One hundred years ago, Princeton University Press published a little book so influential that today it is almost forgotten.  Yes, that sounds strange, but I’ll explain.  It was a collection of essays with the unassuming title The Doctrine of Judicial Review: Its Legal and Historical Basis and Other Essays.  The author was a young Princeton professor, Edward S. Corwin, who would go on to occupy the chair of the McCormick Professor of Jurisprudence once held by Woodrow Wilson (and now held by Robert P. George, familiar to readers here).  This was not Corwin’s first book, but it was his first to make a big splash, and its enduring influence came in his critique of Marbury v. Madison, which has been mimicked endlessly in the last century, and his historical and theoretical account of the power of “judicial review,” which has likewise gone into conventional wisdom.  That phrase “judicial review,” though not invented by Corwin, was not yet in common use as shorthand for “power of the federal judiciary to hold legislation unconstitutional.”  The expression had never been in the vocabulary of the founders or of the justices of the Supreme Court’s first century.  After Corwin’s book the use of the phrase spread like wildfire, but no one ever gave him credit for popularizing that crucial expression, whose adoption had a signal impact on the way people thought about the Supreme Court.  That was the influence to which I alluded above.  Corwin went on to one of the most distinguished careers in the twentieth century academic study of the Constitution and constitutional law, with many important books and articles to his credit, and the building on Princeton’s campus where the Politics department is housed is named for him.

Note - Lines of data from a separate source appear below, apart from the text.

PR #1943, opened 2018-03-12
Convert App Engine Region styled text to system font.

### LINKED ISSUE #1664: text size is not consistent in the app engine application creation dialog

ivanporty:
Fixes #1664 

Introduces utility to convert styled document to default system font keeping other attributes (i.e. hyperlinks).

gae-region-font

### DIFF
--- a/google-cloud-tools-plugin/src/com/google/cloud/tools/intellij/ui/FontUtils.java
+++ b/google-cloud-tools-plugin/src/com/google/cloud/tools/intellij/ui/FontUtils.java
@@ -34,14 +34,15 @@ public class FontUtils {
    * @param styledDocument {@link StyledDocument} to update, see {@link javax.swing.JTextPane}
    */
   public static void convertStyledDocumentFontToDefault(StyledDocument styledDocument) {
-    for (int ch = 0; ch < styledDocument.getLength(); ch++) {
-      AttributeSet defaultStyle = styledDocument.getCharacterElement(ch).getAttributes();
+    for (int i = 0; i < styledDocument.getLength(); i++) {
+      AttributeSet defaultStyle = styledDocument.getCharacterElement(i).getAttributes();
       MutableAttributeSet updatedFontAttrbutes = new SimpleAttributeSet(defaultStyle);
       Font defaultFont = UIManager.getFont("Label.font");
       StyleConstants.setFontFamily(updatedFontAttrbutes, defaultFont.getFamily());
       StyleConstants.setFontSize(updatedFontAttrbutes, defaultFont.getSize());
 
-      styledDocument.setCharacterAttributes(ch, 1, updatedFontAttrbutes, true);
+      styledDocument.setCharacterAttributes(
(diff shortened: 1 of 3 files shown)


google-cloud-tools-plugin/src/com/google/cloud/tools/intellij/ui/FontUtils.java
```diff
@@ -0,0 +1,47 @@
...
+public class FontUtils {
+
+  /**
+   * Converts font for all characters in {@link StyledDocument} to system default font. Does not
+   * change or affect newly added characters.
+   *
+   * @param styledDocument {@link StyledDocument} to update, see {@link javax.swing.JTextPane}
+   */
+  public static void convertStyledDocumentFontToDefault(StyledDocument styledDocument) {
+    for (int ch = 0; ch < styledDocument.getLength(); ch++) {
```
etanshaul: super nit: maybe use the standard `i` here instead for readability?

etanshaul:
also, should you apply it here to the other case (the SDK panel)? Or were you planning on doing that separately?

google-cloud-tools-plugin/src/com/google/cloud/tools/intellij/ui/FontUtils.java
etanshaul: seems crazy we have to do this character by character. but I guess we can thank Swing for that

ivanporty: Sounds good, I thought `ch` for "character" but it might not be obvious since it's index, not a char.

ivanporty:
Yep, I'll apply that to SDK panel as well, once we merge that, I can merge that branch and use the same utility from there

google-cloud-tools-plugin/src/com/google/cloud/tools/intellij/ui/FontUtils.java
ivanporty: lol, you can do the whole text at once but then we'll loose hyperlink formatting - and looking for hyperlink and default styles and altering them might work but I think they are not mutable as is, so this is the best idea just to change fonts for all styles in the document :)

etanshaul:
oh I forgot its not merged. No problem them. You can just put in a todo on the code in the Sdk panel to apply it later if you prefer.

ivanporty:
You're probably right, I can change the style for SDK panel here - it will merge nicely anyway, it doesn't relate to UI changes in that PR.

google-cloud-tools-plugin/src/com/google/cloud/tools/intellij/ui/FontUtils.java
etanshaul: yeah - imo if you wanted to use `ch` or something contextual it should be `charIndex` or something like that (to indicate its an index). but I think `i` is fine too so whatever you prefer.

Two weeks ago, Transaction Publishers published a new centennial edition of Corwin’s Doctrine of Judicial Review, which has long been out of print, with my new introduction–a critical review of Corwin’s whole career, tracing the evolution of his thought on the crucial subject of “judicial review,” what influence this phrase has had, and the enduring issues of the Supreme Court’s power that are papered over by conventional views of the subject.  I hope this new edition–both Corwin’s historically important work and my discussion of it–will be of interest to scholars, teachers, and students of constitutional law.